Text analysis based on LSTM model with pre-trained Word2vec embedding

Kanishchev I.S.

Vyatka State University, Russia, 610000, Kirov, Moskovskaya st., 36

1 pp. (accepted)

While the role of genetic testing in advancing our understanding of cancer and designing more precise and effective treatments holds much promise, progress has been slow due to significant amount of manual work still required to understand genomics. For the past several years, world-class researchers at Memorial Sloan Kettering Cancer Center have worked to create an expert-annotated precision oncology knowledge base. It contains several thousand annotations of which genes are clinically actionable and which are not based on clinical literature.

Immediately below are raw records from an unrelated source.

Issue #474, opened 2022-04-16
substat optimizer gives 12 er subs to characters with er sands


kurt22i:
[input.txt](https://github.com/genshinsim/gcsim/files/8499060/config.txt)
[output.txt](https://github.com/genshinsim/gcsim/files/8499061/output2.txt)
Kokomi was given max ER subs even though this is not allowed.

PR #479, opened 2022-04-16
fix substat optimizer

kurt22i:
Fixes https://github.com/genshinsim/gcsim/issues/474


jordanlovato:
@kurt22i @srliao yup, looks good, this should use the appropriately calculated substat caps per stat type per character (and factoring mainstats into the calculation)

jordanlovato:
@kurt22i Do you happen to have tests/configurations for this PR (https://github.com/genshinsim/gcsim/pull/479) that either you or I could rerun under the build proposed in https://github.com/genshinsim/gcsim/pull/462

It would be nice to

1. Double check that the patch was properly merged
2. Check that we're seeing consistent-ish behavior between the prod build and this PR
Lmk! If not that's okay!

There are nine different classes into which a genetic mutation can be classified. There are 3321 different identifiers in the training set, containing 264 different gene expressions and 2996 different mutation variations. The test sample contains 70% more data. A big part of the problem is to teach an ML model how to "read" medical literature and classify the given Gene and Variation into 1 out of 9 classes.

The training model is based on the LSTM with pre-trained word2vec embedding in Keras. Word2Vec is one of the most popular technique to learn word embedding using shallow neural network. It was developed by Tomas Mikolov in 2013 [1]. An embedding is a mapping from discrete objects, such as words, to vectors of real numbers. Embedding are important for input to machine learning. Classifiers, and neural networks more generally, work on vectors of real numbers. They train best on dense vectors, where all values contribute to define an object. However, many important inputs to machine learning, such as words of text, do not have a natural vector representation. Embedding functions are the standard and effective way to transform such discrete input objects into useful continuous vectors.

The results of the quick LSTM are promising. On the first try with no hyper parameter search, 6th epoch, max sequence length cut down to a measly 2000 (longest text has 77000+ words), we get the best log loss so far of around 1.4. The results are still not very good though. One way to explain this is that there is a lot of information loss from just getting the mean of all word vectors of the document. Further tuning of the LSTM will likely produce better results.